Collection entries:
[Start of section]
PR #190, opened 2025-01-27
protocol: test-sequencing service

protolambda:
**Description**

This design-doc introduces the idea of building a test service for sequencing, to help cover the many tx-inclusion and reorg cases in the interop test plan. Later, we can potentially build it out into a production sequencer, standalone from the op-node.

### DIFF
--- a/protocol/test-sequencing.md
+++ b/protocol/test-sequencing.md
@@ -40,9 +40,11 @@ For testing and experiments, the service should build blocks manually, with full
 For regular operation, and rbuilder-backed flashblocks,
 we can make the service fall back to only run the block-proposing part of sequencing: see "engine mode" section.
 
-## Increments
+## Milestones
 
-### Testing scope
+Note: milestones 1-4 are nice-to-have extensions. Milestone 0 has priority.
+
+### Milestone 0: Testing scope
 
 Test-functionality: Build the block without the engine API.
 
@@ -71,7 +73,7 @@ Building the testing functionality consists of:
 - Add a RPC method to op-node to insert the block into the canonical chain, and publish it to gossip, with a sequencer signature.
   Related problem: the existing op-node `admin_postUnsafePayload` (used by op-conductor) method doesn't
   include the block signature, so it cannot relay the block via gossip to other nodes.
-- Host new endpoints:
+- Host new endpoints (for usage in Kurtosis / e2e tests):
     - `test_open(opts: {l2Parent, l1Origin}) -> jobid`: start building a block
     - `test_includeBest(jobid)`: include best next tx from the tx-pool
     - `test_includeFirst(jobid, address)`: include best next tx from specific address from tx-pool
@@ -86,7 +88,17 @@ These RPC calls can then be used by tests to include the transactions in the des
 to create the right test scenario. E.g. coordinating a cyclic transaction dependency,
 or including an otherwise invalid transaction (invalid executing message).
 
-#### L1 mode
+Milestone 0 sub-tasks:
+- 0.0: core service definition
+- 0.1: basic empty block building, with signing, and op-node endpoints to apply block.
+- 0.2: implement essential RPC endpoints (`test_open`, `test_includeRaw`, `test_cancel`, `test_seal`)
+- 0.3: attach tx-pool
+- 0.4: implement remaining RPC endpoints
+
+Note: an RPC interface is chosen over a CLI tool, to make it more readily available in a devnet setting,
[End of section]
[Start of section]
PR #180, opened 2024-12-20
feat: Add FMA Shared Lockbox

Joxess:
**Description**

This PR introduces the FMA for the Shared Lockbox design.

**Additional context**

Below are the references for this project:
[End of section]
Assignment >> Among the lines above, repeat exactly those from the line with "-- Host new" to the line with "address from tx-pool", counting both ends.

Solution for this task >>
-- Host new endpoints:
+- Host new endpoints (for usage in Kurtosis / e2e tests):
     - `test_open(opts: {l2Parent, l1Origin}) -> jobid`: start building a block
     - `test_includeBest(jobid)`: include best next tx from the tx-pool
     - `test_includeFirst(jobid, address)`: include best next tx from specific address from tx-pool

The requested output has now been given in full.